// CASE STUDIES

The Receipts.

Three systems built inside the Tesseract ecosystem. What they solve, how they were built, and what they proved.

Case Study 01
The InDecision Engine
// The Challenge

7 years of market analysis, 300+ investor calls, and one recurring problem — I could see setups clearly but couldn't systematically articulate what made them high-conviction versus noise. Everything lived in my head.

// What Was Built

A 6-factor weighted scoring model. Daily Pattern (30%), Volume (25%), Timeframe Alignment (20%), Technical Confluence (15%), Market Timing (10%), and Risk Context as a qualitative override. Each factor scored 0-100. Spread between bull and bear scores determines conviction tier.

// The Numbers
82.5%
Directional accuracy
6
Weighted factors
v5
Current version
Live
Polymarket deployment
// The Lesson

The value of a framework is not the output — it's the structured diagnostic.
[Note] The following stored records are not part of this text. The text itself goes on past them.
PR #2681, opened 2016-06-28
bitmap font resource loading issue

adireddy:
Not sure why `resource.isDataUrl` was added but it's breaking the bitmap font resource url.

### DIFF
--- a/src/core/const.js
+++ b/src/core/const.js
@@ -297,10 +297,10 @@ var CONST = {
      * @static
      * @constant
      * @property {object} PRECISION
-     * @property {number} PRECISION.DEFAULT='mediump'
-     * @property {number} PRECISION.LOW='lowp'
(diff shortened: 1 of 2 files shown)


adireddy:
Related to another PR #2680.

englercj:
If you are ever curious why some line of code exists, you can check the blame:

https://github.com/pixijs/pixi.js/blame/dev/src/loaders/bitmapFontParser.js

Which will leave you to this commit:

https://github.com/pixijs/pixi.js/commit/5e94eb4caf6dfeff9324ce013d7541980f041306

Which leads to this PR:

https://github.com/pixijs/pixi.js/pull/2630

Would you mind adding some unit tests for these (both data and non-data urls) so we can ensure they don't break again in the future?

adireddy:
Sure thing.

Closing this for now and will raise another PR after checking the previous commits and with unit tests.

Issue #2677, opened 2016-06-27
Plane and Texture.fromFrame not working ?


whizzkid:
Was trying to make a 9slice scaling example and found out Plane and Texture arent working together nicely.

When I create a Plane directly with a Texture, it doesn't work.

When I use a RenderTexture, it does work..

example:
using latest PIXI dev (4.x)
using @ivanpopelyshev 's version

https://jsfiddle.net/whizzkid74/8p2s3jz8/8/

GoodBoyDigital:
we have a nine slice :D

PR #2688, opened 2016-06-29
Added NineSlicePlane.js to allow 9Slice scaling

whizzkid:
Hope the doc's are OK, I couldnt get width and height to be displayed. the override tag is not working.


ivanpopelyshev:
That will work only if texture is not in atlas. Also, sometimes texture might be rotated. I can add special function in TextureUvs that can take "uvs" as param and modify it that way it actually corresponds to texture and not its base.

It will look something like that snippet from pixi-spine:

```js
//this.regionUVs are your UVs
//r is textureUVs object
//this.uvs is result
for (var i = 0; i < n; i += 2)
{
   var u = this.regionUVs[i], v = this.regionUVs[i+1];
   u = (u * w2 - x) / w1;
   v = (v * h2 - y) / h1;
   this.uvs[i] = (r.x0 * (1 - u) + r.x1 * u) * (1-v) + (r.x3 * (1 - u) + r.x2 * u) * v;
   this.uvs[i+1] = (r.y0 * (1 - u) + r.y1 * u) * (1-v) + (r.y3 * (1 - u) + r.y2 * u) * v;
}
```

ivanpopelyshev:
Never mind, its not your problems, I will change Mesh for that later :)

whizzkid:
Cool.
I've used a RenderTexture in my development because Plane did not work with Texture.fromFrame #2677

I've also noticed a weird alpha bug, where setting alpha on the original sprite I used to render a texture from after It's been rendered to texture, changes the alpha on both the original and the clone.
but i haven't had time yet to cleanly reproduce this bug.
wanted to finish this 9slice first :)

src/mesh/NineSlicePlane.js
```diff
@@ -0,0 +1,240 @@
...
+ *    +---+----------------------+---+
+ *    |   |                      |   |
+ *  D | 4 |          5           | 6 |
+ *    |   |                      |   |
+ *    +---+----------------------+---+
+ *  E | 7 |          8           | 9 |
+ *    +---+----------------------+---+
+
+ *  When changing this objects width and/or height:
+ *     areas 1 3 7 and 8 will remain unscaled.
```
englercj: 1, 3, 7, and 9 I think you mean.

src/mesh/NineSlicePlane.js
```diff
@@ -0,0 +1,240 @@
...
+ * </pre>
+ *
+ * @class
+ * @extends PIXI.mesh.Plane
+ * @memberof PIXI.mesh
+ * @param {PIXI.Texture} texture - The texture to use on the NineSlicePlane.
+ * @param {int} [leftWidth=10] size of the left vertical bar (A)
+ * @param {int} [topHeight=10] size of the top horizontal bar (B)
+ * @param {int} [rightWidth=10] size of the right vertical bar (C)
+ * @param {int} [bottomHeight=10] size of the bottom horizontal bar (D)
```
englercj: Not sure if the names, descriptions, and letters actually match your diagram above.

src/mesh/NineSlicePlane.js
```diff
@@ -0,0 +1,240 @@
...
+ *
+ */
+function NineSlicePlane(texture, leftWidth, topHeight, rightWidth, bottomHeight)
+{
+	Plane.call(this, texture,4,4);
+	var DEFAULT_BORDER_SIZE= 10;
```
englercj: pull this constant out of the class and to the top of the file.

src/mesh/NineSlicePlane.js
```diff
@@ -0,0 +1,240 @@
...
+ * @param {PIXI.Texture} texture - The texture to use on the NineSlicePlane.
+ * @param {int} [leftWidth=10] size of the left vertical bar (A)
+ * @param {int} [topHeight=10] size of the top horizontal bar (B)
+ * @param {int} [rightWidth=10] size of the right vertical bar (C)
+ * @param {int} [bottomHeight=10] size of the bottom horizontal bar (D)
+ *
+ */
+function NineSlicePlane(texture, leftWidth, topHeight, rightWidth, bottomHeight)
+{
+	Plane.call(this, texture,4,4);
```
englercj: Fix the spacing with these `4`s please.

src/mesh/NineSlicePlane.js
LukaszGrela: Nice, but could this accept `PIXI.Rectangle` to define the slicing?

whizzkid: It could, but that would not really be user friendly.
you'd have to calculate the widths that you want yourself before entering,

var slicer = new PIXI.mesh.NineSlicePlane(myTex, new PIXI.Rectangle(10,20, myTex.width - 10 - actualSizeOfRightBorder, myTex.height - 20 - actualSizeOfBottomRow));


also nitpicky minimally slower and less memory efficient too :package:

whizzkid: It would also make changing the sizes of the borders after creation more difficult.

src/mesh/NineSlicePlane.js
```diff
@@ -0,0 +1,241 @@
...
+	uvs[4] = uvs[12] = uvs[20] = uvs[28] = 1 - this._uvw * rightWidth;
+	uvs[9] = uvs[11] = uvs[13] = uvs[15] = this._uvh * topHeight;
+	uvs[17] = uvs[19] = uvs[21] = uvs[23] = 1 - this._uvh * bottomHeight;
+
+	/**
+	 * The width of the left column (a)
+	 *
+	 * @member {number}
+	 */
+	this.leftWidth = leftWidth || DEFAULT_BORDER_SIZE;
```
bigtimebuddy: If `leftWidth` is `0` then this will always default to 10. This should support 3 or 6 slice scaling.

whizzkid: good call, changed it. now defaults only get selected if values are undefined.

rkrasky:
@ivanpopelyshev sorry... me again. Did you rewrite the mesh class so texture from atlas will work?
@whizzkid in the width and height setter there are these lines:

``this._uvw = 1 / value * value / this._origWidth;``

respectively

``this._uvw = 1 / value * value / this._origHeight;``

Why don't write `1 / this._origWidth` and `1 / this._origHeight`?

Thanks a lot, both of you for your great work!

whizzkid:
@rkrasky you are absolutely correct. I've changed the code. now its only set once in the constructor.

I've also created a little jsFiddle using my branch of pixi to demonstrate.

https://jsfiddle.net/whizzkid74/1wkpkspy/

rkrasky:
Great! Thanks a lot! Do you have a clue how to get textures from atlas to work?

whizzkid:
I think @ivanpopelyshev is working on that.
right now you can use a rendertexture as a workaround.

ivanpopelyshev:
Yeah, I'll add special function and PR for that

bigtimebuddy:
@whizzkid Could you please not check-in the bin (built) files per the contribution guidelines?

whizzkid:
ah I didnt know it would automatically include it in the pr because I didn't include it in the original.. live and learn... will remove soon.

englercj:
@whizzkid FYI: Anything you commit to your `dev_whizzkid_NineSlicePlane` branch will show up in this PR.

bigtimebuddy:
@whizzkid, We don't actually want to delete the bin files, we just don't want those changes. Maybe you should rollback 2 commits and then manually re-add your changes?

whizzkid:
Ok rollbacks dont work. can't commit anything after i try. I'm gonna make a new branch with the latest version and just make a new PR.

whizzkid:
new PR #2715

Issue #2683, opened 2016-06-28
Pixi Accessibility for mobile


scottmcdonnell:
Pixi accessibility in v3 is not working for VoiceOver on Safari or Talkback for Android as the invisible dom divs are only added when the Tab button is pressed.

Pixi v4 adds a new `createTouchHook` method which adds a new div and when it gets focus it then activates the additional button divs. Nice.

This works for IOS VoiceOver but not for Android as TalkBack [does not fire a focus event](https://www.paciellogroup.com/blog/2014/04/javascript-touchpointer-events-research-notes-screenreaders-faked-mouse-events-touchscreens/) until button activation via double tap.

To get the accessibility working for Android the divs need to be created and onscreen all of the time. Maybe there could be an accessiblity mode that can be switched between the levels required?
`PIXI.accessibility.level = 'none' | 'focus' | 'always'`

Also should the [pixijs/pixi-accessiblity](https://github.com/pixijs/pixi-accessibility) repo be closed if the code is now in the main repo? Confused me anyway!

PR #2694, opened 2016-07-01
Update for IOS Voiceover,  Android Talkback and Kindle VoiceView

scottmcdonnell:
Update for accessibility to address issue #2683
There is a [demo here](http://scottmcdonnell.github.io/pixi-accessibility/) 

This always adds the divs on mobiles that do not support focus events in accessibility mode.
Additionally it has an updateTabOrders to correctly order the divs for tabbing.

This AccessibilityManager has been tested with PIXI v4 and PIXI v3 across:
- IOS VoiceOver for IOS
- Android TalkBack
- Kindle VoiceView


GoodBoyDigital:
Thanks for this PR @scottmcdonnell ! 
Nice to see you got it working on all 3 devices 👍 
One thing to quickly check - the way the PR is set up, does that mean that the accessibility layer will always be there on android devices?

scottmcdonnell:
Yes, we tried a load of different ways and for android only "always on" worked for us as there is no way we could find of detecting the screen reader enabled. 

The alternative I would consider in the future would be to roll all HUD buttons in plain html over the pixi layer so it's fully accessible without any potential performance hit of post render action every frame.

JiDW:
This will however continue to break on WebGL views that does not support DOM, like CocoonJS.

https://github.com/pixijs/pixi.js/issues/2660

Is it possible to add a way to disable to accessibility manager at least please, if you can't detect when it's needed or not ?

scottmcdonnell:
I also think it would be a good idea to be able to switch the accessibility off, that would work for Cacoonjs or your own html HUD.  I didn't add this to this PR to keep it focused but +1 for adding to pixi.js

englercj:
Can you rebase this onto the latest `dev` branch please @scottmcdonnell? Thanks!

scottmcdonnell:
Sorry was busy on another project, rebased now I to latest dev.

GoodBoyDigital:
Closing this for now. Rolling a new Accessibility manager for v5 👍

PR #2698, opened 2016-07-04
sprite json data "sourceSize" change to a optional data

1056ng:


ivanpopelyshev:
Hm. Why is it optional?

1056ng:
@ivanpopelyshev 
coz, I has recognized that Texture class's `orig` is optional, right?

https://github.com/pixijs/pixi.js/blob/dev/src/core/textures/Texture.js#L99

ivanpopelyshev:
I do not know if it is optional in spritesheet format.

1056ng:
> I do not know if it is optional in spritesheet format.

incidentally, `v3` is working.
https://github.com/pixijs/pixi.js/blob/master/src/loaders/spritesheetParser.js#L85

ivanpopelyshev:
I do not understand what's the bug and what are you trying to fix. Can you be more clear please?

1056ng:
Sorry for that, I tried to reduce in json size. But, it's not good technique.

ivanpopelyshev:
Ah, that's fine. Just make your own parser for your format, and ask me if you will have problems with creating textures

When a trade fails, InDecision tells you exactly which factor was wrong. That's the compound learning loop that pure intuition can never produce.

Case Study 02
Soul — The Digital Twin
// The Challenge

Every pipeline I built was orphaned after it ran. Claude Code sessions start and end. Cron jobs fire into the void. No persistent context, no ongoing intelligence, no way to orchestrate between systems. I needed a nervous system, not more tools.

// What Was Built

Soul — a persistent AI agent running 24/7 on a Mac Mini. Not a chatbot. An orchestration layer. Soul manages Discord and Telegram sessions, spawns Claude Code for build tasks, routes between 40+ cron pipelines, and maintains long-term memory across sessions. The September attempt broke because I was treating agent sessions like API calls. Soul treats them like a consciousness.

// The Numbers
40+
Pipelines orchestrated
16
Incidents caught by Sentinel
0
Unplanned outages (3 weeks)
3
Channels managed simultaneously
// The Lesson

The persistent agent is not a feature. It's the foundation. Everything else in the stack depends on Soul's ability to maintain context, route decisions, and remember what happened. Build the nervous system first.

Case Study 03
The Polymarket Bot
// The Challenge

I had a trading framework with 82.5% accuracy, but I was still executing manually — analyzing setups, placing bets, closing positions by hand. The bottleneck was me. At scale, the advantage disappears if execution speed doesn't match signal speed.

// What Was Built

PolyEdge v4 — fully autonomous prediction market trader. Scans Polymarket binary options, runs each setup through InDecision, executes on high-conviction signals (HC ≥15 spread), manages position sizing, and triggers Post Mortem AI on every close. Direct InDecision Engine integration with no human in the loop.

// The Numbers
v4.0
Current version deployed
HC ≥15
Execution threshold
3
New market categories
Auto
Post mortem on every close
// The Lesson

Automation without a framework is just fast mistakes. The bot is only as good as InDecision. The model came first. The automation made it scale.